Community in Washington, US

Cleveland is a community in Klickitat County, Washington. It is located within the Bickleton CDP.

Cleveland was first settled in 1879 by Ripley Dodge, who named it for the city of his native state of Ohio.

Cleveland contains an old cemetery and a rodeo. The rodeo, the oldest in the state, has been completely refurbished. Also on the rodeo grounds is a 100-year-old Spillman carousel that has been completely refurbished thanks to grants and private funds. The closest town is Bickleton. An annual rodeo is held the 2nd weekend in June along with Pioneer days in which the carousel is restored to operating conditions as it was back in 1907, with the original carousel horses which are housed in the Museum in Bickleton.

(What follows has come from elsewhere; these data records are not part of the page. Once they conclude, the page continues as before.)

Issue #519, opened 2017-11-06
Rename Overview Tab: Dragoons Rating


scJazz2:
The Overview Tab > Dragoons Rating text should be changed to "Unit Rating" which syncs it to the Reports Menu text which is "Unit Rating"

NickAragua:
Fixed with PR #538

Issue #510, opened 2017-10-24
Dragoons rating: Medical support includes KIA/MIA/Retired Personnel


MattDroz:
I'm working on recreating Team Banzai to run through MekHQ through the Clan Invasion and Civil War. As I'm building the "history" of the Merc Unit before I begin, I've got a lot of data to get the Dragoon's Rating up. I've built it so they have 576 Active Combat Personnel, 193 Support, 73 Dependents, 1 prisoner, 113 MIA, 170 KIA, and 11 Retired. Going by the FM:Mercs formula, that means the Medical Support hours should be:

Cleveland is home to a carousel. Per R. Bollinger, former owner of The Oaks amusement park and benefactor of the Oaks Park Association (the non-profit he set up to perpetuate The Oaks), the carousel was one of the few rides owned by The Oaks when it opened May 30, 1905. It was sold to the Bickleton/Cleveland group in 1928 along with the band organ and ticket booth. Over the years, the method used to turn this machine was modified from using donkeys or small horses to a steam engine and, later, a tractor engine. The communities of Bickleton and Cleveland have kept the carousel maintained throughout the years.

Cleveland's most famous resident was William O. Douglas, the longest sitting member of the U.S. Supreme Court. Douglas's father was a Presbyterian minister, and moved the family to Cleveland from California in order to serve the local residents, but when he died, the family moved to Yakima.